Лена заходит в арку, целеустремленно печатая шаг, подходит к парадной, берется за ручку двери, и тут ей приходит в голову: ну конечно же! Контейнер для мусора во дворе. Самое очевидное. Наверняка ко дну пристала какая-то мерзость и источает вонь. Но если так, почему запах сильнее всего чувствуется в квартире на третьем этаже? И все же эту версию нужно проверить. Лена направляется к мусорке с намерением вывалить все пакеты, разорвать их руками, закопаться в бесформенных липких отходах, добраться до самого дна. Обойдя контейнер, Лена смотрит на дверь одного из сараев. В его замке торчит ключ.

Нина лежит на холодном полу, в пуховике, засыпанная соломой. Доза снотворного оказалась недостаточно сильной, и Нина погружается в легкое забытье, балансируя на грани сна и яви. Сквозь сон она слышит женский голос, который то приближается, то отдаляется, то зависает под потолком, то шепчет в ухо. Нина открывает глаза и видит перед собой лицо с раскрасневшимися ноздрями. Из распахнутой двери бьет свет.

Незнакомая девушка, причитая, сдирает с губ Нины скотч: она делает это гораздо больнее, чем Артем. Девушка с раскрасневшимися ноздрями старается разорвать скотч на руках у Нины, но у нее не выходит — она слишком торопится, суетится, все время бормочет: «Сейчас, сейчас! Я позову на помощь! Сейчас вернусь!» Нина просит не уходить, а сейчас же звонить в полицию.
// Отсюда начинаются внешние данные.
PR #155, opened 2017-03-16
add Dockerfile for building windows image

friism:
Opening this for discussion.

cc @tianon @stefanScherer

### DIFF
--- a/stable/windows/Dockerfile
+++ b/stable/windows/Dockerfile
@@ -1,0 +1,16 @@
+FROM microsoft/windowsservercore
+
+SHELL ["powershell", "-Command", "$ErrorActionPreference = 'Stop'; $ProgressPreference = 'SilentlyContinue';"]
+
+ENV NGINX_VERSION 1.10.3
+RUN Invoke-WebRequest -Uri https://nginx.org/download/nginx-$Env:NGINX_VERSION.zip -OutFile nginx.zip ; \
+	Expand-Archive nginx.zip -DestinationPath $Env:ProgramFiles ; \
+	Remove-Item -Force nginx.zip ; \
+	Move-Item $Env:ProgramFiles\nginx-* $Env:ProgramFiles\nginx
+
+RUN setx /M PATH $($Env:PATH + ';' + $Env:ProgramFiles + '\nginx')
+
+EXPOSE 80 443
+WORKDIR "C:\Program Files\nginx"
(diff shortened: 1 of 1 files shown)


stable/windows/Dockerfile
```diff
@@ -0,0 +1,16 @@
...
+	Expand-Archive nginx.zip -DestinationPath $Env:ProgramFiles ; \
+	Remove-Item -Force nginx.zip ; \
+	Move-Item $Env:ProgramFiles\nginx-* $Env:ProgramFiles\nginx
+
+RUN setx /M PATH $($Env:PATH + ';' + $Env:ProgramFiles + '\nginx')
+
+EXPOSE 80 443
+WORKDIR "C:\Program Files\nginx"
+CMD Start-Process -NoNewWindow -FilePath nginx.exe ; \
+	Add-Content logs\access.log 'nginx started...' ; Get-Content -Wait logs\access.log
```
tianon: This is basically `tail -f` -- can't we run `nginx` the same way in Windows that we do in Linux to get it to stay in the foreground and log to stdout/stderr?

friism: @tianon I googled hard, but I don't think there's an elegant way to symlink the logfiles to stdout/err devices on Windows (they just don't exist).

I agree that this solution is super lame. The only reason it would be acceptable is because nginx on Windows is experimental in the first place.

tianon: :sob:

stable/windows/Dockerfile
```diff
@@ -0,0 +1,16 @@
+FROM microsoft/windowsservercore
```
StefanScherer: Can we run nginx.exe in nanoserver?

friism: @StefanScherer It doesn't work currently, I tried. I'm guessing it uses 32bit APIs and relies on WoW. Someone should try to compile with 64-bit only toolchain for nanoserver.

StefanScherer: ok, would be great for future versions of nginx.

StefanScherer:
I just had a look at http://nginx.org/en/docs/windows.html

> To install nginx/Windows, download the latest mainline version distribution (1.11.10), since the mainline branch of nginx contains all known fixes.

thresheek:
Given that the facts outlined in http://nginx.org/en/docs/windows.html#known_issues still stand, I don't really get the idea of publishing it on docker.

And yes, mainline version should be published, not the stable one.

Нине кажется, что она произносит слова громко и четко, но незнакомая девушка не реагирует. Как будто Нина пытается докричаться до нее из собственного сновидения. Так и не разорвав скотч, девушка убегает за помощью. Нина понимает, что девушка не вернется. Она представляет, как девушка с воспаленными ноздрями бежит вверх по лестнице, крича о пленнице из сарая. Навстречу выходит Артем, укрыв за спиной поврежденную руку. «Что? Кто-то связал девушку в каретном сарае? Ах, как это ужасно!»

Нина приподнимает голову и долго глядит в темный угол рядом с собой. Она с трудом различает очертания небольшого продолговатого предмета. Проходит пара минут, прежде чем Нина осознает: среди тростинок сена лежит отвертка с прорезиненной рукояткой.

Нина действует быстро и ловко, она приноровилась ползти за счет движений плеч, ног, корпуса. Самое трудное — схватить рукоятку, сидя спиной, но этот элемент удается Нине почти сразу же. Дальше она торопится разорвать скотч на руках и несколько раз больно колет себя острием в район копчика. Проделав несколько дыр и растянув скотч, Нина освобождает руки и сразу же приступает к ногам. Ноги связаны особенно основательно, и Нина не верит, что успеет выпутаться до появления Артема, но продолжает рвать скотч, веревки, куски старой одежды.